# Da gehört doch protestiert.



## marshallwr

¡Hola a todos!

Leyendo un poco sobre la pasiva en mi libro de gramática me he encontrado con la siguiente oración: "Da muss doch protestiert werden", la cual se puede sustituir por "Da gehört doch protestiert". Hasta ahora no había visto esta estructura de "gehören + partizip" y me confunde un poco. ¿Alguien me lo puede aclarar?

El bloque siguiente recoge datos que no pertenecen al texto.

PR #1557, opened 2022-10-20
chore: Bump activesupport version

DRBragg:
### What are you trying to accomplish?

Re-opening #1553 

Changes in #1550 and #1536 caused `view_component` to no longer be compatible with Rails < 5.2. This PR updates the `.gemspec` file to require `activesupport` version >= 5.2 so folks know about the compatibility issue when installing/updating.  I also updated the compatibility documentation to reflect this.

PR #1609, opened 2022-12-14
chore: Bump activesupport version

DRBragg:

Opening #1557 again to be included in v2.

The original PR should probably have targeted the `main` branch instead of `v3` since `view_component` hasn't been compatible with Rails < 5.2 since version 2.72.0 but you can still install 2.78.0 in an app with no bundler errors. You'll only know there'a an issue when you start rendering components and you sift through the backtraces...


joelhawksley (approved):

DRBragg:
@joelhawksley I just noticed [9543dc3](https://github.com/ViewComponent/view_component/pull/1609/commits/9543dc35f31cae2be609bf8019051fbfce2c93ba) is merging v3 stuff into this branch. I'm not sure if that can be picked out of if I need a whole new branch.

PR #1612, opened 2022-12-20
Move system test endpoint out of preview controller to avoid issues when previews have authentication

edwinthinks:

This PR aims to address an issue discovered in https://github.com/ViewComponent/view_component/pull/1606#issuecomment-1349640678 in which adding authentication to the previews controller causes the JS testing approach to not work. The solution we agreed upon in https://github.com/ViewComponent/view_component/pull/1606#issuecomment-1351728446 is to move the `_system_test_endpoint` into its own controller, since it isn't related to previews.

This approach was taken because it seemed the easiest and safest way to get the desired outcome.

N/A

### DIFF
--- a/docs/CHANGELOG.md
+++ b/docs/CHANGELOG.md
@@ -10,7 +10,7 @@ nav_order: 5
 
 ## main
 
-* Move system test endpoint out of the unrelated previews controller
+* Move system test endpoint out of the unrelated previews controller.
 
     *Edwin Mak*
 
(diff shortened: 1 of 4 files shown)


docs/CHANGELOG.md
```diff
@@ -10,6 +10,10 @@ nav_order: 5
 
 ## main
 
+* Move system test endpoint out of the unrelated previews controller
```
```suggestion
* Move system test endpoint out of the unrelated previews controller.
```

joelhawksley (approved):

developius:
Thank you @edwinthinks & @joelhawksley! This is great 🙏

Muchas gracias de antemano.


----------



## Alemanita

gehören también significa ser necesario y en este caso se usa en la tercera persona.
Ejemplos: Hierzu gehört viel Geld - para esto se necesita (esto requiere) mucho dinero
Es gehört viel dazu, zu ... - cuesta mucho/ hay que ser muy atrevido para
Es gehört noch viel dazu ... - todavía falta mucho  (para)


----------



## kunvla

marshallwr said:


> Hasta ahora no había visto esta estructura de "gehören + partizip" y me confunde un poco. ¿Alguien me lo puede aclarar?


Dir gehört geholfen!
​*eingesperrt gehören*: In der Umgangssprache wird anstelle eines mit _müssen_ oder _sollen_ gebildeten Passivs gelegentlich die Konstruktion _gehören_ + Partizip II verwendet: _Dem Kerl *gehört* das Handwerk *gelegt*_ statt: _Dem Kerl *muss/sollte* das Handwerk *gelegt werden*_.​Quelle: Duden, Band 9 - Das Wörterbuch der sprachlichen Zweifelsfälle, Dudenredaktion, Bibliographisches Institut GmbH, 2016.​
Dazu noch ein Beispiel aus Brechts "Trommeln in der Nacht":

»O schämt euch, ihr Schweine, die Gedärme *gehören* euch *herausgerissen*, *aufgehängt gehört* ihr dran, an die Laternen, die mit die Manschetten.«​
Saludos,


----------



## marshallwr

¡Muchas gracias por la ayuda a todos!


----------



## Alemanita

kunvla said:


> Dir gehört geholfen!


Zur Ergänzung:
Dir gehören ein paar hinter die Ohren/Löffel!
Dir gehört der Hosenboden stramm gezogen!
Dir gehört der Dippel gebohrt!


----------



## bwprius

Alemanita said:


> Zur Ergänzung:
> Dir gehören ein paar hinter die Ohren/Löffel!
> Dir gehört der Hosenboden stramm gezogen!
> Dir gehört der Dippel gebohrt!


Und wenn wir schon beim Beispielgeben sind: ein Radiosender machte mal Werbung mit "RadioXY gehört gehört" (RadioXY debe ser oída/escuchada).

Ich _habe_ fertig!


----------